Pressé par l'Observatoire de l'éthique publique et la justice, le président de la République a dévoilé sa fiche de paie où l'on découvre la valeur locative de son appartement de fonction à l'Elysée en "avantage en nature logement". Mais celle-ci est loin des standards du quartier, même si le président de l'Observatoire salue la démarche du Président, que ses prédécesseurs n'avaient pas pris la peine d'entamer. Débat dans les GG sur RMC.

Le président de la République Emmanuel Macron ferait une bonne affaire immobilière. Dans son bulletin de salaire, le chef de l'Etat a déclaré une valeur locative de 2.153,58 euros pour son appartement de fonction à l'Elysée, un 100m2 dans le très cher 8e arrondissement de Paris.

C'est sous la pression de l'Observatoire de l'éthique publique et après une décision du Tribunal administratif en septembre dernier, qu'Emmanuel Macron a été poussé à révéler son bulletin de salaire. Et sur celui-ci, une ligne indique "avantage en nature logement", comme le révèle L'Opinion. Une mention qui signifie que le président de la République ne paie pas son logement mais que cet avantage est bien soumis à l'impôt.

Ce "loyer" qu'il ne paie pas donc, serait sous-évalué. Avec 2.153,58 euros pour 100 mètres carrés, la valeur locative du bien atteint les 35 euros donc, là où les prix du quartier tournent plutôt autour de 60 euros. Pour ce même prix, les Macron pourraient se loger dans un 60m2 au mieux.

Mais ces 21.53 euros ne sont pas un loyer à propremen tparler Ce montant est calculé par la direction générale des finances publiques, sur une base applicable à tous les Français qui déclarent un avantage "logement" en nature, ce qui est différent d’un loyer d’un bien locatif sur le marché. Les montants ne peuvent donc être comparés. 

"Nos politiques sont déconnectés des prix des loyers"

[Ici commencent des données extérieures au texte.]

PR #4571, opened 2022-06-11
FIX-#4570: Replace np.bool -> np.bool_

### LINKED ISSUE #4570: BUG: DeprecationWarning from using np.bool
I get:
```
../../../Library/Application Support/hatch/env/virtual/mismo-5Vu_DQpX/mismo/lib/python3.10/site-packages/modin/core/storage_formats/pandas/query_compiler.py:1350: 1 warning
../../../Library/Application Support/hatch/env/virtual/mismo-5Vu_DQpX/mismo/lib/python3.10/site-packages/modin/core/storage_formats/pandas/query_compiler.py:1351: 1 warning
../../../Library/Application Support/hatch/env/virtual/mismo-5Vu_DQpX/mismo/lib/python3.10/site-packages/modin/core/storage_formats/pandas/query_compiler.py:1356: 1 warning
../../../Library/Application Support/hatch/env/virtual/mismo-5Vu_DQpX/mismo/lib/python3.10/site-packages/modin/core/storage_formats/pandas/query_compiler.py:1376: 1 warning
../../../Library/Application Support/hatch/env/virtual/mismo-5Vu_DQpX/mismo/lib/python3.10/site-packages/modin/core/storage_formats/pandas/query_compiler.py:1378: 1 warning
../../../Library/Application Support/hatch/env/virtual/mismo-5Vu_DQpX/mismo/lib/python3.10/site-packages/modin/core/storage_formats/pandas/query_compiler.py:1383: 1 warning
../../../Library/Application Support/hatch/env/virtual/mismo-5Vu_DQpX/mismo/lib/python3.10/site-packages/modin/core/storage_formats/pandas/query_compiler.py:1384: 1 warning
../../../Library/Application Support/hatch/env/virtual/mismo-5Vu_DQpX/mismo/lib/python3.10/site-packages/modin/core/storage_formats/pandas/query_compiler.py:1385: 1 warning
../../../Library/Application Support/hatch/env/virtual/mismo-5Vu_DQpX/mismo/lib/python3.10/site-packages/modin/core/storage_formats/pandas/query_compiler.py:1386: 1 warning
../../../Library/Application Support/hatch/env/virtual/mismo-5Vu_DQpX/mismo/lib/python3.10/site-packages/modin/core/storage_formats/pandas/query_compiler.py:1387: 1 warning
../../../Library/Application Support/hatch/env/virtual/mismo-5Vu_DQpX/mismo/lib/python3.10/site-packages/modin/core/storage_formats/pandas/query_compiler.py:1388: 1 warning
../../../Library/Application Support/hatch/env/virtual/mismo-5Vu_DQpX/mismo/lib/python3.10/site-packages/modin/core/storage_formats/pandas/query_compiler.py:1389: 1 warning
../../../Library/Application Support/hatch/env/virtual/mismo-5Vu_DQpX/mismo/lib/python3.10/site-packages/modin/core/storage_formats/pandas/query_compiler.py:1390: 1 warning
../../../Library/Application Support/hatch/env/virtual/mismo-5Vu_DQpX/mismo/lib/python3.10/site-packages/modin/core/storage_formats/pandas/query_compiler.py:1391: 1 warning
../../../Library/Application Support/hatch/env/virtual/mismo-5Vu_DQpX/mismo/lib/python3.10/site-packages/modin/core/storage_formats/pandas/query_compiler.py:1412: 1 warning
  DeprecationWarning: `np.bool` is a deprecated alias for the builtin `bool`. To silence this warning, use `bool` by itself. Doing this will not modify any behavior and is safe. If you specifically wanted the numpy scalar type, use `np.bool_` here.
  Deprecated in NumPy 1.20; for more details and guidance: https://numpy.org/devdocs/release/1.20.0-notes.html#deprecations
```

Simple follow up patch to follow.

NickCrews:
I was getting:
```
  DeprecationWarning: `np.bool` is a deprecated alias for the builtin `bool`. To silence this warning, use `bool` by itself. Doing this will not modify any behavior and is safe. If you specifically wanted the numpy scalar type, use `np.bool_` here.
  Deprecated in NumPy 1.20; for more details and guidance: https://numpy.org/devdocs/release/1.20.0-notes.html#deprecations
```

I assume that this is the correct substitution, instead of changing to a simple `bool`, but I don't understand what this code does here, so I may be wrong.

If this looks good I can do the final TODOs in this checklist

## What do these changes do?

- [x] Resolves #4570 
- [x] tests added and passing


devin-petersohn (commented):
Hi @NickCrews, thanks for the contribution! The changes look great!

CI will fail on the commit message, it needs to have a signed off message (`git commit -s`) and the first line of the message needs to follow this: https://modin.readthedocs.io/en/latest/development/contributing.html#commit-message-formatting . Setting the first line of the commit message to the PR title will fix that. 

We use commit messages to generate the release notes. Thanks, and let me know if I can help in any way!

NickCrews:
@devin-petersohn Thanks, I think I updated the branch correctly. I didn't do the task:

> added (Issue Number: PR title (PR Number)) and github username to release notes for next major release

because you are saying that is autogenerated? Or I need to do that?

YarShev:
@NickCrews, we should probably replace all entries of `np.bool` in the codebase (search for `np.bool` -> replace all to `np.bool_`). Would you be able to handle that?

NickCrews:
@YarShev That followup commit replaced all the other instances of np.bool. But I think in those cases they should get replaced with just bool. Double check me.

devin-petersohn:
>because you are saying that is autogenerated? Or I need to do that?

Not exactly, sorry for not being clear. We are working toward that, but for now the message also needs to be manually added here: https://github.com/modin-project/modin/blame/master/docs/release_notes/release_notes-0.16.0.rst#L9

NickCrews:
Added entry to release notes! That last CI run failed, though it looked unrelated to this PR? IDK we will see this new run again.

I will note, as a new contributor the number of hoops I have to jump through, as compared to contributing to say pandas, is annoying. Autogenerated release notes, and looser requirements on how to format commit messages and issue numbers etc would probably make me more likely to contribute in the future. Just my two cents, I'm sure there are reasons for the structure!

RehanSD:
> Added entry to release notes! That last CI run failed, though it looked unrelated to this PR? IDK we will see this new run again.
> 
> 
> 
> I will note, as a new contributor the number of hoops I have to jump through, as compared to contributing to say pandas, is annoying. Autogenerated release notes, and looser requirements on how to format commit messages and issue numbers etc would probably make me more likely to contribute in the future. Just my two cents, I'm sure there are reasons for the structure!

Hi @NickCrews! That makes a lot of sense, thank you - we'll be sure to keep that in mind moving forward! One of the reasons we like to lint commits is so that the commit history on the main branch remains clear + descriptive!

I've approved the CI to run, and look forward to merging when everything is green!

NickCrews:
@RehanSD I just had to force-push again to fix a error in the docs build, thanks!

RehanSD:
> @YarShev That followup commit replaced all the other instances of np.bool. But I think in those cases they should get replaced with just bool. Double check me.

Hi @NickCrews quick question - why are we replacing those instances with `bool` instead of `np.bool_`? I did some checking, and it seems that `bool` and `np.bool_` behave similarly when doing dtypes checking (i.e. `df.dtypes == bool` and `df.dtypes == np.bool_` return the same result), but `np.bool_ != bool` - so unless there's a compelling reason to swap to `bool`, I'd prefer sticking with `np.bool_`, in case there are some edge cases we're missing!

(I've also approved the run again)!

YarShev:
@RehanSD, thanks, that is a great question! Some info to be considered - https://stackoverflow.com/questions/55905690/how-exactly-does-the-behavior-of-python-bool-and-numpy-bool-differ.

NickCrews:
I made the choice between going to bool vs np.bool_ based on:
- where possible, use bool. I figured anywhere we could be basic python and not doing stuff with numpy the better. numpy recommends using bool, and I figured it would be the one users are more likely to use. These dtype checks seemed like prime use cases where someone would use bool instead of np.bool_. Per your tests you did above (nice, I didn't even bother doing that explicitly, thanks!), I think that is even more evidence this is an OK thing to do. Also, I read [numpy's release notes](https://numpy.org/devdocs/release/1.20.0-notes.html#deprecations) as saying that going to bool in these cases is fine in cases where we are only interacting with the public API of numpy.
- In the cases where I kept np.bool_ , it was because it seemed like we were getting into internals, doing some meta-programming to create new types and methods etc. I thought the distinction was more important there so I wanted to let sleeping dogs lie.

Hopefully that reasoning makes sense? Other things I'm missing? I will change everything to np.bool_ if you tell me, but I think I still prefer the way the PR is now.

CI failures still look unrelated? These same workflows are failing on `main`.

RehanSD:
I think that makes sense to me - but that begets the broader question, why use `np.bool_` at all? I'm fairly certain that we could just use `bool` everywhere - the only benefit from using `np.bool_` (as far as I can tell) is that it is more memory efficient than `bool`. If we do decide to use `np.bool_` I think it would be good to document why we made that decision (e.g. a comment that goes something like `The following APIs use np.bool_ to maintain backwards compatibility/be more memory efficient/etc.`

Thank you for pointing out the CI errors - I'll take a closer look at those later today/tomorrow!

RehanSD:
Just checked and the errors are due to a dependency bug we are currently trying to resolve. #4568 is one particular solution - once we've got something merged for that, you'll be able to pull from master and have CI actually run!

NickCrews:
Yeah that's true, and I think in a nice simple world we DO only use bool. I'm not sure what the implications are. I just started diving into the internals of what `isin = Map.register(pandas.DataFrame.isin, dtypes=np.bool_)` actually does, but then I stopped. Too complicated for me to put that much effort in, someone who is more familiar will have to speak to that.

I agree a comment would be good. At my current level of understanding I think I would say something like `Perhaps we could just use bool here?`, I dont want to pretend I know more than I do, or it might keep the next maintainer from actually making a change that's good.

RehanSD:
Just ran a quick test, which supports the idea that we could probably just swap `np.bool_` with `bool` everywhere - the following code snippet seems to indicate that pandas treats `np.bool_` as `bool` in the backend:
```python
In [1]: import pandas as pd; import numpy as np

In [2]: df = pd.DataFrame([[True, False, True]]*1000, columns=["A", "B", "C"], dtype=np.bool_)

In [3]: df.dtypes
Out[3]:
A    bool
B    bool
C    bool
dtype: object

In [4]: df.info()
<class 'pandas.core.frame.DataFrame'>
RangeIndex: 1000 entries, 0 to 999
Data columns (total 3 columns):
 #   Column  Non-Null Count  Dtype
---  ------  --------------  -----
 0   A       1000 non-null   bool
 1   B       1000 non-null   bool
 2   C       1000 non-null   bool
dtypes: bool(3)
memory usage: 3.1 KB

In [5]: bool_df = pd.DataFrame([[True, False, True]]*1000, columns=["A", "B", "C"])

In [6]: bool_df.dtypes
Out[6]:
A    bool
B    bool
C    bool
dtype: object

In [7]: bool_df.info()
<class 'pandas.core.frame.DataFrame'>
RangeIndex: 1000 entries, 0 to 999
Data columns (total 3 columns):
 #   Column  Non-Null Count  Dtype
---  ------  --------------  -----
 0   A       1000 non-null   bool
 1   B       1000 non-null   bool
 2   C       1000 non-null   bool
dtypes: bool(3)
memory usage: 3.1 KB

In [8]: np_bool_df = pd.DataFrame([[np.bool_(True), np.bool_(False), np.bool_(True)]]*1000, columns=["A", "B", "C"])

In [9]: np_bool_df.dtypes
Out[9]:
A    bool
B    bool
C    bool
dtype: object

In [10]: np_bool_df.info()
<class 'pandas.core.frame.DataFrame'>
RangeIndex: 1000 entries, 0 to 999
Data columns (total 3 columns):
 #   Column  Non-Null Count  Dtype
---  ------  --------------  -----
 0   A       1000 non-null   bool
 1   B       1000 non-null   bool
 2   C       1000 non-null   bool
dtypes: bool(3)
memory usage: 3.1 KB
```

YarShev:
> > @YarShev That followup commit replaced all the other instances of np.bool. But I think in those cases they should get replaced with just bool. Double check me.
> 
> Hi @NickCrews quick question - why are we replacing those instances with `bool` instead of `np.bool_`? I did some checking, and it seems that `bool` and `np.bool_` behave similarly when doing dtypes checking (i.e. `df.dtypes == bool` and `df.dtypes == np.bool_` return the same result), but `np.bool_ != bool` - so unless there's a compelling reason to swap to `bool`, I'd prefer sticking with `np.bool_`, in case there are some edge cases we're missing!
> 
> (I've also approved the run again)!

@RehanSD, I am not sure that is the fair check you did because when comparing `df.dtypes == bool` or `df.dtypes == np.bool_`, as well as `np.bool_ != bool` it seems we are doing different operations.

```python
import pandas as pd; import numpy as np

df = pd.DataFrame([[True, False, True]]*1000, columns=["A", "B", "C"], dtype=np.bool_)
df.dtypes == bool
A    True
B    True
C    True
dtype: bool

df.dtypes == np.bool
DeprecationWarning: `np.bool` is a deprecated alias for the builtin `bool`. To silence this warning, use `bool` by itself. Doing this will not modify any behavior and is safe. If you specifically wanted the numpy scalar type, use `np.bool_` here.
Deprecated in NumPy 1.20; for more details and guidance: https://numpy.org/devdocs/release/1.20.0-notes.html#deprecations
  df.dtypes == np.bool
A    True
B    True
C    True
dtype: bool

df.dtypes == np.bool_
A    True
B    True
C    True
dtype: bool

np.bool_ == bool
False
```

devin-petersohn:
>I will note, as a new contributor the number of hoops I have to jump through, as compared to contributing to say pandas, is annoying. Autogenerated release notes, and looser requirements on how to format commit messages and issue numbers etc would probably make me more likely to contribute in the future. Just my two cents, I'm sure there are reasons for the structure!

Thanks @NickCrews this is good feedback. I think the contribution requirements list has grown and a lot of things have been added to solve one problem or another, but I agree that we should definitely try to soften as many of these requirements. This checklist has grown to be a bit too long: 

image

Most of these requirements were reminders for myself/other maintainers to enforce some good discipline, but don't necessarily need to be so strict.

devin-petersohn:
@RehanSD @YarShev I think the conversation is getting a bit too in the weeds. I think the way @NickCrews has structured this is actually fine: `np.bool_` is used within the query compiler and `bool` is used at the higher layers in Modin (where code should be more readable). I don't think we need to necessarily go so deep. 

I am fine with the changes as-is.

YarShev:
> @RehanSD @YarShev I think the conversation is getting a bit too in the weeds. I think the way @NickCrews has structured this is actually fine: `np.bool_` is used within the query compiler and `bool` is used at the higher layers in Modin (where code should be more readable). I don't think we need to necessarily go so deep.
> 
> I am fine with the changes as-is.

@devin-petersohn, a Modin developer might be confused with this behavior in future and he will have a question why `np.bool_` is used in some places, but Python `bool` is used in others. I am rather for the consistent behavior everywhere if there is no any implication or side effect of using a concrete boolean dtype.

RehanSD:
To be honest, I think @devin-petersohn is right - I'm happy to merge this PR as is and open a new PR to do a refactor.

@YarShev I don't know if `np.bool_` is actually more memory efficient when used with pandas. The `np.bool_` type seems to take up about 3 bits less than `bool`, so in the dfs I created above, we'd expect the `np.bool_` ones to be about a KB less in memory, but both seem to be the same amount of memory. Obviously this could be due to some caching that Python/pandas are doing (since my tests aren't very rigorous, and the whole df seems to take less memory than I'd expect), but it seems to me that pandas is just converting `np.bool_` to `bool` under the hood, negating any memory savings we would expect.

modin/pandas/base.py
```diff
@@ -739,7 +739,7 @@ def all(
                             type(self).__name__, "all"
                         )
                     )
-                data_for_compute = self[self.columns[self.dtypes == np.bool]]
+                data_for_compute = self[self.columns[self.dtypes == bool]]
```
devin-petersohn, line 742:
```suggestion
                data_for_compute = self[self.columns[self.dtypes == np.bool_]]
```

modin/pandas/base.py
```diff
@@ -802,7 +802,7 @@ def any(
...
```
devin-petersohn, line 805:
```suggestion
                data_for_compute = self[self.columns[self.dtypes == np.bool_]]
```

modin/pandas/base.py
```diff
@@ -1105,7 +1105,7 @@ def count(self, axis=0, level=None, numeric_only=False):  # noqa: PR01, RT01, D2
         Count non-NA cells for `BasePandasDataset`.
         """
         axis = self._get_axis_number(axis)
-        frame = self.select_dtypes([np.number, np.bool]) if numeric_only else self
+        frame = self.select_dtypes([np.number, bool]) if numeric_only else self
```
devin-petersohn, line 1108:
```suggestion
        frame = self.select_dtypes([np.number, np.bool_]) if numeric_only else self
```

modin/pandas/series.py
```diff
@@ -2441,7 +2441,7 @@ def _getitem(self, key):
             Series with retrieved data.
         """
         key = apply_if_callable(key, self)
-        if isinstance(key, Series) and key.dtype == np.bool:
+        if isinstance(key, Series) and key.dtype == bool:
```
devin-petersohn, line 2444:
```suggestion
        if isinstance(key, Series) and key.dtype == np.bool_:
```

modin/pandas/test/dataframe/test_reduce.py
```diff
@@ -186,7 +186,7 @@ def test_2195(datetime_is_numeric, has_numeric_column):
     [
         ([np.float64], None),
         (np.float64, None),
-        (None, [np.timedelta64, np.datetime64, np.object, np.bool]),
+        (None, [np.timedelta64, np.datetime64, np.object, bool]),
```
devin-petersohn, line 189:
```suggestion
        (None, [np.timedelta64, np.datetime64, np.object, np.bool_]),
```

modin/pandas/test/test_series.py
```diff
@@ -1393,16 +1393,16 @@ def test_describe(data):
 
     try:
         pandas_result = pandas_series.describe(
-            include=[np.timedelta64, np.datetime64, np.object, np.bool]
+            include=[np.timedelta64, np.datetime64, np.object, bool]
```
devin-petersohn, line 1396:
```suggestion
            include=[np.timedelta64, np.datetime64, np.object, np.bool_]
```

modin/pandas/test/test_series.py
```diff
@@ -1393,16 +1393,16 @@ def test_describe(data):
...
         )
     except Exception as e:
         with pytest.raises(type(e)):
             modin_series.describe(
-                include=[np.timedelta64, np.datetime64, np.object, np.bool]
+                include=[np.timedelta64, np.datetime64, np.object, bool]
```
devin-petersohn, line 1401:
```suggestion
                include=[np.timedelta64, np.datetime64, np.object, np.bool_]
```

modin/pandas/test/test_series.py
```diff
@@ -1393,16 +1393,16 @@ def test_describe(data):
...
             )
     else:
         modin_result = modin_series.describe(
-            include=[np.timedelta64, np.datetime64, np.object, np.bool]
+            include=[np.timedelta64, np.datetime64, np.object, bool]
```
devin-petersohn, line 1405:
```suggestion
            include=[np.timedelta64, np.datetime64, np.object, np.bool_]
```

devin-petersohn (commented):
@YarShev I don't necessarily agree that a Modin developer would get confused, especially given the `git blame` would link back to this discussion, but I have made it easy for @NickCrews to make it all consistent.

YarShev:
@devin-petersohn, makes sense to me, thanks! @NickCrews, please rebase on current master to fix failures in CI.

NickCrews:
Suggestions applied. Thank you all! That was easy to apply those suggestions. I haven't used that feature before but that was slick!

YarShev (dismissed):
@NickCrews, thanks for the changes! Will look forward to seeing further contributions from your side.

NickCrews:
I'm nervous that adding a oneline fixer of `or (inc in [bool, np.bool_] and d in [bool, np.bool_])` is a weird exceptional case that separates bool/np.bool_ from all the other dtypes. Seems like a code smell, and we should solve this in a more generalized way.

Looking at how pandas does this, their `describe()` uses `select_dtypes()` so that those two methods are guaranteed to have the same behavior and always be in sync. Do we want to / can we do the same thing? Or somehow merge that logic together so they both use the same helper functions?

IDK, could just do this tweak, merge, and then fixup later, but then it runs the risk of being a TODO that never is fixed 😆

RehanSD:
That makes sense - but I think there may be an easier way to handle this - we can just use `pandas.core.dtypes.common.pandas_dtype` which converts a type to a pandas or numpy dtype. The result of calling this on `np.bool_` is `bool`, which works well, so we can just map this across `include` and `exclude` in both `select_dtypes` and `describe`.

NickCrews:
@RehanSD OK that seems like a nice simple alternative. Do you think you could actually implement it though? I am getting blocked from being able to work on this locaclly by https://github.com/modin-project/modin/issues/4579

RehanSD:
Of course - happy to do so (unless you'd prefer to do it, since it seems that Mahesh may have unblocked you)?

NickCrews:
@RehanSD thank you, that commit looks great! @YarShev I think this is ready for review again.

YarShev:
Thank you guys, LGTM!

RehanSD:
Thank you @NickCrews! I've gone ahead and merged this!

"C'est bien de voir ô combien nos politiques, même les députés à l'Assemblée nationale, sont complètement déconnectés des prix des loyers, soit parce qu'ils ont des appartements de fonction, soit parce qu'ils vivent dans des HLM", déplore pourtant ce mercredi sur le plateau des Grandes Gueules l'économiste Thomas Porcher.

"C'est finalement ceux qui n'ont pas besoin d'aides (financières), qui en ont plus que ceux qui en ont besoin", ironise-t-il sur RMC et RMC Story.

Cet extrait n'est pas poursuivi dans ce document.